Collected data ->
————————

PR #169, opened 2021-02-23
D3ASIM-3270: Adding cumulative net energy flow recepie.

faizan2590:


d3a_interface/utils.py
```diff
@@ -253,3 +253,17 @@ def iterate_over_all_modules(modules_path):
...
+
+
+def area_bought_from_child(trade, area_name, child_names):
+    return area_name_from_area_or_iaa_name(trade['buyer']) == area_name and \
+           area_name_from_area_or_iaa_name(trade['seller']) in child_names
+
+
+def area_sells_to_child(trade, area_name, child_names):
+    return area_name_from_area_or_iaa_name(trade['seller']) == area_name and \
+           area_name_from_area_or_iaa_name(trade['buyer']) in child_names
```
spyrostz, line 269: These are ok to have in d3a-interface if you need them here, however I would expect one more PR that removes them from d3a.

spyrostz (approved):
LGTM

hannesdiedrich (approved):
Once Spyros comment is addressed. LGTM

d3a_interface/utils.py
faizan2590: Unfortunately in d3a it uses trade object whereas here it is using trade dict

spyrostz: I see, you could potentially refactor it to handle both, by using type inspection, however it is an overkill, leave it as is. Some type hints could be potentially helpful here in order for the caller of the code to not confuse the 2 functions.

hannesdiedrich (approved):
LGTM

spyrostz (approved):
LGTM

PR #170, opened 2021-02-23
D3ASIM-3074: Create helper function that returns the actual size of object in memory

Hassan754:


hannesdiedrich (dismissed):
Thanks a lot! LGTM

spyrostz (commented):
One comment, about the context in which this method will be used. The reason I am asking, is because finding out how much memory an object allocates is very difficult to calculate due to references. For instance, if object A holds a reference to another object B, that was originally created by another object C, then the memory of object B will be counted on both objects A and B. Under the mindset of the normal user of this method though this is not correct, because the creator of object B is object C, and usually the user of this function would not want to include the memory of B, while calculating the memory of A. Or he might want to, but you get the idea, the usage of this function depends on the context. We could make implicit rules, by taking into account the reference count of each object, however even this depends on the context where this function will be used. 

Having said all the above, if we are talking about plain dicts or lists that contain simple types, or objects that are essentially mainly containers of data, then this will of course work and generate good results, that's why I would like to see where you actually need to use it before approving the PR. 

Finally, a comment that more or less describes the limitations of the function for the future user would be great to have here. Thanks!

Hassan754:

————————

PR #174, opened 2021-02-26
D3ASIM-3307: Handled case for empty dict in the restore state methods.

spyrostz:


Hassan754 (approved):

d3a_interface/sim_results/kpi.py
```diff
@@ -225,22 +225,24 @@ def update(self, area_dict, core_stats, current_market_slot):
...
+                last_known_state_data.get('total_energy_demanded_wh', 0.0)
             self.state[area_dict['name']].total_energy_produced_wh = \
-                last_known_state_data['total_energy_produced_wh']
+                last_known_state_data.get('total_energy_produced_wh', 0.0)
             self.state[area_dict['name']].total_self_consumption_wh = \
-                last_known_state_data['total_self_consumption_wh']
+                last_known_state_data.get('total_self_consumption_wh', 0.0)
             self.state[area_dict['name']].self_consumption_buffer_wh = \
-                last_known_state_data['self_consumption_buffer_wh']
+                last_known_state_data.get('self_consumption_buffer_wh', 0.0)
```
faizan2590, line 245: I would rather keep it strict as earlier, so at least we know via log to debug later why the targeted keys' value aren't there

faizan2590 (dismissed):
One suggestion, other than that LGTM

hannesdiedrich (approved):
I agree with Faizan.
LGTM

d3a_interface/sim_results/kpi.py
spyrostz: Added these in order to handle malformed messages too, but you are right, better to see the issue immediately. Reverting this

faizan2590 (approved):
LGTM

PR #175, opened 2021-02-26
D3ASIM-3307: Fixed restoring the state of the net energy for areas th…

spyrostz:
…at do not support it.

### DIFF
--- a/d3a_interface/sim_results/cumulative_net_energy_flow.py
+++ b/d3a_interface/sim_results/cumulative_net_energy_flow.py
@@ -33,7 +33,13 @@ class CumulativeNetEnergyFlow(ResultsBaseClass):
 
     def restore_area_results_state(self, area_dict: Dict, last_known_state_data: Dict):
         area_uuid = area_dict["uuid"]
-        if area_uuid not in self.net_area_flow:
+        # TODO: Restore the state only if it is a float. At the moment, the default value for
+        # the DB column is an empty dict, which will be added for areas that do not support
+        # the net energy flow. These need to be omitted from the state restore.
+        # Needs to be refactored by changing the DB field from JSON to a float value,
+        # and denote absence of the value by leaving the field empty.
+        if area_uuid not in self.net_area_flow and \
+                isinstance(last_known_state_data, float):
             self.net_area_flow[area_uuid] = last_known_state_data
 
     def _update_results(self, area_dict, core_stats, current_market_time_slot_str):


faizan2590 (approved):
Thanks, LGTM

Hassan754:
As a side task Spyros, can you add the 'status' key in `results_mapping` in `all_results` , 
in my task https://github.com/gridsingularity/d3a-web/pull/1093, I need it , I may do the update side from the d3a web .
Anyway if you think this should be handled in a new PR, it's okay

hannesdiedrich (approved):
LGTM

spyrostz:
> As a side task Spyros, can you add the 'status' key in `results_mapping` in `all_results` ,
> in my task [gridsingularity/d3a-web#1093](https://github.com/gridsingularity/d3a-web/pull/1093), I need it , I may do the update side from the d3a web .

————————

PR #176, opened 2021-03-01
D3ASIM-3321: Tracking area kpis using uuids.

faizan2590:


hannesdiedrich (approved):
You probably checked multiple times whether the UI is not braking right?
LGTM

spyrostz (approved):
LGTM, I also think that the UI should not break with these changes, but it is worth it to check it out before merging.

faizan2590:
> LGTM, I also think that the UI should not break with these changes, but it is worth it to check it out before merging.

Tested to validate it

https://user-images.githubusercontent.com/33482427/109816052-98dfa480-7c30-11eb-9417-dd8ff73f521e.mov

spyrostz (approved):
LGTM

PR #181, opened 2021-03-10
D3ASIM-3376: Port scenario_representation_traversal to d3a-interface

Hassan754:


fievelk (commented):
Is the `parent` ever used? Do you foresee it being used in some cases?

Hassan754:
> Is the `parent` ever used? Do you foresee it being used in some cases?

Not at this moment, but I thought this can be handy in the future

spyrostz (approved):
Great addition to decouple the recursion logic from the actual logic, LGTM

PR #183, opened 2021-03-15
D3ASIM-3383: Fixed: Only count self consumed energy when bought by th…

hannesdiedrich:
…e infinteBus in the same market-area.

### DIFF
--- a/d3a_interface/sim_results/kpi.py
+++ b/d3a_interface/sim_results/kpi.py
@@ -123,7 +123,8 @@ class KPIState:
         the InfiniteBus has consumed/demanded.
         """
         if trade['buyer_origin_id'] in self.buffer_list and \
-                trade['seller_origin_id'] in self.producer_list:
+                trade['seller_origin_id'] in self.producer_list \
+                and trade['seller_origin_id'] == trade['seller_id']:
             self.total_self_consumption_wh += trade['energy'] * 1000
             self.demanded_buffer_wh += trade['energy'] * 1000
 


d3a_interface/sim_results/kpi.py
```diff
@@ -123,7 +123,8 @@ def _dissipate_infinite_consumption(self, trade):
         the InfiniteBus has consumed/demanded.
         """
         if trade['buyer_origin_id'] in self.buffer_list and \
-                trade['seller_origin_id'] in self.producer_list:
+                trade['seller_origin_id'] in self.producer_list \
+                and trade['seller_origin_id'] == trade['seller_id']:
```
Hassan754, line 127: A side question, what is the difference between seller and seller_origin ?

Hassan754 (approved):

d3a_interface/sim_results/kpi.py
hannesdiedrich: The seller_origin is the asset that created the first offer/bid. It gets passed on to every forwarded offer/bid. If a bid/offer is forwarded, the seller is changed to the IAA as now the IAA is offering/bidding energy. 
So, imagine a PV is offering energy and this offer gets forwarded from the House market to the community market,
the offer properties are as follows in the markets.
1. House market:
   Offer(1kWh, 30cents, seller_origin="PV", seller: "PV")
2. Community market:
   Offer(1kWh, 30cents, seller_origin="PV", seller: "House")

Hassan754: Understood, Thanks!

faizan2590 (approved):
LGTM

————————

WORK TO COMPLETE ->
Could you set down, exactly as written, the lines above between the one holding "PR #169, opened 2021-02-23" and the one holding "spyrostz: I see, you", inclusive, and nothing more?

ANSWER BELOW ->
PR #169, opened 2021-02-23
D3ASIM-3270: Adding cumulative net energy flow recepie.

faizan2590:


d3a_interface/utils.py
```diff
@@ -253,3 +253,17 @@ def iterate_over_all_modules(modules_path):
...
+
+
+def area_bought_from_child(trade, area_name, child_names):
+    return area_name_from_area_or_iaa_name(trade['buyer']) == area_name and \
+           area_name_from_area_or_iaa_name(trade['seller']) in child_names
+
+
+def area_sells_to_child(trade, area_name, child_names):
+    return area_name_from_area_or_iaa_name(trade['seller']) == area_name and \
+           area_name_from_area_or_iaa_name(trade['buyer']) in child_names
```
spyrostz, line 269: These are ok to have in d3a-interface if you need them here, however I would expect one more PR that removes them from d3a.

spyrostz (approved):
LGTM

hannesdiedrich (approved):
Once Spyros comment is addressed. LGTM

d3a_interface/utils.py
faizan2590: Unfortunately in d3a it uses trade object whereas here it is using trade dict

spyrostz: I see, you could potentially refactor it to handle both, by using type inspection, however it is an overkill, leave it as is. Some type hints could be potentially helpful here in order for the caller of the code to not confuse the 2 functions.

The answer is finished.